• [WHAT THE TASK REQUIRES]: All lines from the entries below that contain the string "False" should be copied out.

• [RECORD SET]:

+-------+

PR #282, opened 2022-11-08
[MANA-277] Ignore /anon_hugepages when computing min libs addr.

karya0:
Otherwise, we miscalculate libsStart and restart fails to reserve the address range.

### DIFF
--- a/mpi-proxy-split/mpi_plugin.cpp
+++ b/mpi-proxy-split/mpi_plugin.cpp
@@ -644,7 +644,14 @@ computeUnionOfCkptImageAddresses()
       highMemStart = area.addr;
     }
 
-    if (area.addr > heapAddr && !isLhRegion(&area)) {
+    if (area.addr > heapAddr &&
+        !isLhRegion(&area) &&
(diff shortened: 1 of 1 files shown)


dahongli (commented):
Looks good. Thanks Kapil!

dahongli (approved):

gc00 (approved):
This looks like a great fix. I'm approving it in advance.
But please add a comment about what an "/anon_hugepage" segment represents.
Is "/anon_hugepage" associated with the lower half? Or is it a memory region that we will somehow want to ignore later? Who created "/anon_hugepage"? (Was it created by GNI, or libmpich.a, or other?

Whatever comment you can add here will be very helpful to us a year from now, when we've forgotten the details of the code.

_And in general, thanks very much for this cleanup in analyzing the different memory regions!
All of this is tremendously important._

We needed to know things like what is lower-half versus upper-half, and what might be created by the GNI network, possibly even at runtime. And we didn't have enough time to analyze this carefully, because we were fighting multiple battles.

PR #284, opened 2022-11-11
[MANA-277] Fixed libs-start calculation.

karya0:
In some rare cases, `strstr(path, ".so")` would match with a temp file containing ".so" in the name -- thus throwing off our libs-start calculations. This PR makes the heuristics a bit stronger.


JainTwinkle (approved):
LGTM!

PR #286, opened 2022-11-18
Do not update index if WaitAny call fails.

karya0:


mpi-proxy-split/mpi-wrappers/generate-mpi-fortran-wrappers.py
```diff
@@ -158,7 +158,9 @@ def emit_wrapper(decl, ret_type, fnc, args, arg_vars):
           warnings.warn("'int* index' found in {fnc} - likely to cause erroneous behavior".format(fnc=fnc))
         # We need this line because Fortran arrays start from 1, and *index
         # refers to the index of the first request that completes in an array.
-        print("  *local_index = *local_index + 1;")
+        print("  if (*ierr != MPI_UNDEFINED) {")
```
dahongli, line 161: Should we check if `*local_index != MPI_UNDEFINED`? Or we can further tight the condition as both *ierr is MPI_SUCCESS and check *local_index is not undefined?

dahongli: In my experiment, the index is UNDEFINED and *ierr is zero. So in that case at least, we don't want to increase index. 
I am not sure what the caller behavior is if ierr is not zero. I am wondering if the non-zero error would trigger error handler.

xuyao0127 (approved):
LGTM

PR #291, opened 2022-12-13
[MANA-285] Erase MPI_Type_* record from record-replay

dahongli:
For each MPI_Type_* operation, a record is added to record-replay record list. Even if the MPI_Type is freed, the record is still kept. That consumes lots of memory and eventually cause out-of-memory for some cp2k workload.

This change erases the MPI_Type record when it is freed and there is no new type depends on it. The following example and workflow illustrates the solution. The example shows new type depends an old type we created.
1] MPI_Type_hvector creates a new type A from the vector of pre-defined MPI_INT.
2] MPI_Type_hvector creates a new type B from the vector of the type A which is created in step #1 
3] MPI_Type_free frees type A. Please note we can't immediately free type A record since the type B still depends on it when we replay the record.
4] MPI_Type_free frees type B.

We could not immediately free "type A" record in step #3 since the "type B" record still depends on the type A record. To solve this issue, we add a reference count for each "type" record. When a new type record is created, we set the reference count to "1". The reference count of the old type is increased when a new type is created from the old type. When a type is freed, its reference count is decreased. If its reference drops to zero, the type is freed. In addition, we decreases the reference count of each its old type and free the old type if the ref count of old type drops to zero. This procedure goes recursively until all old types are pre-defined type.

Future work: This change only frees the record of three MPI type operations, MPI_Type_hvector, MPI_Type_commit and MPI_Type_free. They are used by cp2k auslab workload test. In my next change, all remaining MPI_Type operations will be supported.

### DIFF
--- a/mpi-proxy-split/record-replay.h
+++ b/mpi-proxy-split/record-replay.h
@@ -383,16 +383,17 @@ namespace dmtcp_mpi
         MpiRecord *rec = new MpiRecord(cb, type, (void*)fPtr);
         if (rec) {
           rec->addArgs(args...);
-          MPI_Request req = MPI_REQUEST_NULL;
 	  // All collective calls are translated in MANA to the async calls Ibarrier/Ireduce/Ibcast.
 	  // If MANA uses other async calls, we need other cases.
 	  switch (type) {
             case GENERATE_ENUM(Ibarrier):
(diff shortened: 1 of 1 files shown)


xuyao0127 (approved):
LGTM

PR #292, opened 2022-12-13
Remove MPICH_SINGLE_COPY_OFF to enable xpmem

xuyao0127:
MPICH_SINGLE_COPY_OFF was set to disable xpmem. Older versions of MANA can not tag xpmem regions in the memory correctly so we need to disable it to correctly checkpoint/restart. But disabling xpmem will slow down communications of large data sets. Now MANA is able to handle xpmem so we can remove this environment variable.


dahongli (approved):
The change looks good. Thanks Yao!

Just curious, any idea which commit adds support of xpmem to MANA?

xuyao0127:
@dahongli We don't know which commit specifically adds the support. We think it's about the overall improvement in tagging memory regions in the upper and lower halves.

PR #393, opened 2023-11-22
Add FI_MR_CACHE_MONITOR=memhooks in mana_restart

xuyao0127:
We also need the `FI_MR_CACHE_MONITOR=memhooks` environment variable in the mana_restart script for Perlmutter.  This was done for Perlmutter in the mana_launch script in commit 823aef0.


gc00 (approved):
LGTM.

PR #396, opened 2023-12-15
Conditional flag removal

aeblyve:
Conditionally remove `MAP_FIXED_NOREPLACE`

Without this, MANA does not compile on NEU Discovery.


gc00 (approved):
LGTM

PR #397, opened 2023-12-21
Reduce the MAX_DRAIN_ROUNDS for collectives to 200

xuyao0127:
Reduce the threshold used in PR#395 to reduce the freezing time.


gc00 (approved):
LGTM

PR #405, opened 2024-09-12
Remove --with-mana-helper-dir configure option

xuyao0127:
Fix a configuring error. Need for 1.0.1.

### DIFF
--- a/configure
+++ b/configure
@@ -5248,7 +5248,6 @@ ac_link='$CC -o conftest$ac_exeext $CFLAGS $CPPFLAGS $LDFLAGS conftest.$ac_ext $
 ac_compiler_gnu=$ac_cv_c_compiler_gnu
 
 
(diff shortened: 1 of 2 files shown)


xuyao0127:
> I'm seeing a branch `1.0.1_fix`. But I assume that the version will remain as 1.0.0. (We don't need to do a new release.)
> 
> I suspect that this PR won't change the behavior. Previously, it would assgn to `ac_configure_args`, and then assign again to `ac_configure_args`. If you delete the first assign, it should not change the behavior.
> 
> Anyway, LGTM.

When we were using the static lower half, DMTCP needed the --wtih-mana-helper-dir option to find the restart plugin directory. With the dynamic lower half, we no longer need this option. Also, DMTCP no longer supports it. So when Grace ran ./configure, the configuration failed because DMTCP couldn't recognize this option. That's why I need to remove them from MANA's configure script and want a new minor release.

PR #406, opened 2024-09-19
Fix for Discovery machine (CentOS 7)

xuyao0127:
This PR fixes multiple issues on the Discovery cluster.
1. Provide an alternative function on machines that don't support MAP_FIXED_NOREPLACE.
2. Remove unused test cases.
3. Fix how some Python script finds python3.
4. Remove unused wrapper functions.
5. Fix building errors.
6. Fix a bug in the kernel loader (wrong stack size for copying).
7. Add a feature for mana_launch.py and mana_restart.py scripts. The added --gdb option allows users to launch their program and MANA under gdb.

### DIFF
--- a/bin/mana_launch.py
+++ b/bin/mana_launch.py
@@ -15,6 +15,7 @@ dmtcp_options = ["-i", "--interval", "-h", "--coord-host",
                  "--ckpt-signal", "--with-plugin",
                  "--tmpdir", "--coord-logfile"]
 verbose = False
+gdb = False
 mana_root_path = os.path.dirname(os.path.realpath(__file__)) + "/../"
 
 # if no arguments provided, print the help message
@@ -42,6 +43,9 @@ if not target_app[0]:
   sys.exit(1)
 
 # Special arguments
+if "--gdb" in dmtcp_flags:
+  gdb = True
+  dmtcp_flags.remove("--gdb")
 if "--help" in dmtcp_flags:
   print(help_msg)
   sys.exit(1)
@@ -108,11 +112,15 @@ if coordinator_found != 0:
 # Build the command line to be executed
 if not verbose:
   dmtcp_flags.insert(0, "-q -q")
-cmd_line = mana_root_path + "bin/dmtcp_launch --mpi" + host_flag + port_flag + \
-           "--no-gzip --join-coordinator --disable-dl-plugin" + \
-           " --with-plugin " + mana_root_path + "lib/dmtcp/libmana.so " + \
-           " ".join(dmtcp_flags) + " " + mana_root_path + "bin/kernel-loader " + \
-           " " .join(target_app)
+if gdb:
+  cmd_line = shutil.which("gdb") + " --args "
+else:
+  cmd_line = ""
+cmd_line += mana_root_path + "bin/dmtcp_launch --mpi" + host_flag + port_flag + \
+            "--no-gzip --join-coordinator --disable-dl-plugin" + \
+            " --with-plugin " + mana_root_path + "lib/dmtcp/libmana.so " + \
+            " ".join(dmtcp_flags) + " " + mana_root_path + "bin/kernel-loader " + \
+            " " .join(target_app)
 if verbose:
   print(cmd_line)
 
--- a/mpi-proxy-split/lower-half/Makefile
+++ b/mpi-proxy-split/lower-half/Makefile
@@ -41,7 +41,7 @@ default: kernel-loader
 .c.o:
 	${MPICXX} ${CFLAGS} -c -o $@ $<
 
-kernel-loader: get_symbol_offset.o copy_stack.o patch_trampoline.o lh_func_ptr.o mem_wrapper.o switch_context.o kernel_loader.o ${DMTCP_DEPS}
+kernel-loader: get_symbol_offset.o copy_stack.o patch_trampoline.o lh_func_ptr.o mem_wrapper.o switch_context.o kernel_loader.o mmap-fixed-noreplace.o ${DMTCP_DEPS}
 	${MPICXX} -g3 ${TEXTSEG_ADDR_FLAG} ${CXXFLAGS} -o $@ $^ -lpthread -ldl
 
 install: kernel-loader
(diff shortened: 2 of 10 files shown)


mpi-proxy-split/lower-half/kernel_loader.cpp
```diff
@@ -119,22 +116,6 @@ int main(int argc, char *argv[], char *envp[]) {
   memset(lh_info, 0, sizeof(LowerHalfInfo_t));
   lh_info->fsaddr = (void*)fsaddr;
```
gc00: I forget the details here.  I remmeber that both DMTCP and MANA were creating a memory segment just above the end of data (above `sbrk(0)`).  This was to make sure that libc.so doesn't try to extend thee alloc arena, so as to simplify the logic.

I'm assuming that DMTCP does it now, and MANA doesn't need to now?  Is that correct?  Could you reply here on github, so that we have a permanent record of our thinking?

mpi-proxy-split/lower-half/mem_wrapper.cpp
```diff
@@ -329,58 +329,3 @@ void updateMmaps(void *addr, size_t length) {
     }
   }
 }
```
gc00, line 331: QUESTION:  I assume that we don't need this now because either DMTCP or MANA adds a page just beyond `sbrk(0)`, so that extending the heap is no longer possible.  Is that true?

If that's true, could you add a short comment here (in `mem_wrapper.cpp`) saying that:
> // We don't need a wrapper for sbrk() because [DMTCP? MANA?] has created a page above here to make sbrk(0) fail in libc/application.

mpi-proxy-split/lower-half/Makefile
```diff
@@ -42,7 +42,7 @@ default: kernel-loader
 	${MPICXX} ${CFLAGS} -c -o $@ $<
 
 kernel-loader: get_symbol_offset.o copy_stack.o patch_trampoline.o lh_func_ptr.o mem_wrapper.o switch_context.o kernel_loader.o mmap-fixed-noreplace.o ${DMTCP_DEPS}
```
gc00, line 44: This is fine.  Just a comment for your own information.  Normally, gcc (or clang) will automatically link with libatomic.so.  But for some MPICXX it's hard to know if they cover it.  So, this is good as a safety measure.

mpi-proxy-split/lower-half/copy_stack.c
```diff
@@ -84,7 +84,7 @@ char *deepCopyStack(int argc, char **argv, char *argc_ptr, char *argv_ptr,
                         32 /* max.  padding is 32 for x86_64 */ +
                         auxv_size + env_ptr_size + argv_ptr_size +
                         (auxv_size + env_ptr_size) % 16 /* 16-byte aligned */ +
```
gc00, line 90: Aha!  I fell into a trap that you prepared for me.  :-)

You have a commit with msg:
>Fix bug when kernel loader copy stack
And you have a commit with msg:
> Fix bug that kernel loader uses wrong argc addr

Can you please combine the two commits, since it's two fixes for a `single` piece of code.

----
**This is my old comment from the first commit.  Please ignore it:**


As we discussed, argv_ptr - argc_ptr should have been small.  It's large because `_start()` copied argc to a second address, which is passed to `main()`.  But the second address doesn't exist when we load (i.e., kernel-loader).

So, let's at least add a comment to that effect.  But even better, we can copy some of kernel-loader-v12.tgz (copy-stack.c) here:
```
  // The fnc _start() may copy 'argc', but this is its original address.
  char *argc_ptr_original = argv_ptr - sizeof(char *);
  // This shows that for current stack (not the copied one), _start copied argc.
  assert(*(long int *)argc_ptr_original == *(long int *)argc_ptr);
  ...
              (argv_ptr - argc_ptr_original); 
```

mpi-proxy-split/uh_wrappers.cpp
```diff
@@ -96,7 +96,15 @@ int munmap(void *addr, size_t length) {
 static void readLhInfoAddr() {
   char filename[100] = "./lh_info_";
   gethostname(filename + strlen(filename), 100 - strlen(filename));
-  snprintf(filename + strlen(filename), 100 - strlen(filename), "_%d", dmtcp_get_real_pid());
+  filename[strlen(filename)] = '_';
+  // convert real pid to char* without calling snprintf
```
gc00, line 100: Probably capitalize, above:  `convert` -> `Convert`.
And add a comment:
```
    // During process startup, avoid calling a libc fnc that is a DMTCP wrapper
```

bin/mana_launch.py
```diff
@@ -42,6 +43,9 @@
   sys.exit(1)
 
 # Special arguments
+if "--gdb" in dmtcp_flags:
+  gdb = True
+  dmtcp_flags.remove("--gdb")
```
gc00, line 48: This is minor, but for style, show about move the `gdb = False` down here with:
```
else:
  gdb = False
```

Then the code is local.  I hate having to search multiple places in the code to understand what it does.

mpi-proxy-split/lower-half/Makefile
```diff
@@ -41,7 +41,7 @@ default: kernel-loader
 .c.o:
```
gc00, line 41: Please fix the spelling of this commit message:
```
Add mmap_fixed_noreplace for the kernel laoder
->
Add mmap_fixed_noreplace for the kernel loader
```

gc00 (approved):
I'm approving this in advance.  But please address my various (small) comments.

Thanks very much for this important commit!

mpi-proxy-split/lower-half/Makefile
xuyao0127: It's automatically linked on Perlmutter. However, on Discovery, the compiler complains about undefined functions in the library. So I add `-latomic` here for safety.

bin/mana_launch.py
xuyao0127: The `gdb` variable is initialized to `False` at the beginning of the script. So we don't need another else clause.

mpi-proxy-split/lower-half/kernel_loader.cpp
xuyao0127: For now, DMTCP, MANA's upper half, and the kernel loader all have this functionality. I think it's safe to remove the corresponding parts in MANA's upper half and the kernel loader. But I haven't tested. We can do this later.

PR #409, opened 2024-11-20
Update kernel-loader to v12a

xuyao0127:


xuyao0127:
1. In the lower-half directory, there's a VERSION file indicating the version of the kernel-loader.
2. I just changed all files in the lower-half directory to use "-" instead of "_". But there are many other files in MANA that use "_" in the file name. We can update them later.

+-------+

• [REPLY]:
 verbose = False
+gdb = False
gc00, line 48: This is minor, but for style, show about move the `gdb = False` down here with:
  gdb = False
xuyao0127: The `gdb` variable is initialized to `False` at the beginning of the script. So we don't need another else clause.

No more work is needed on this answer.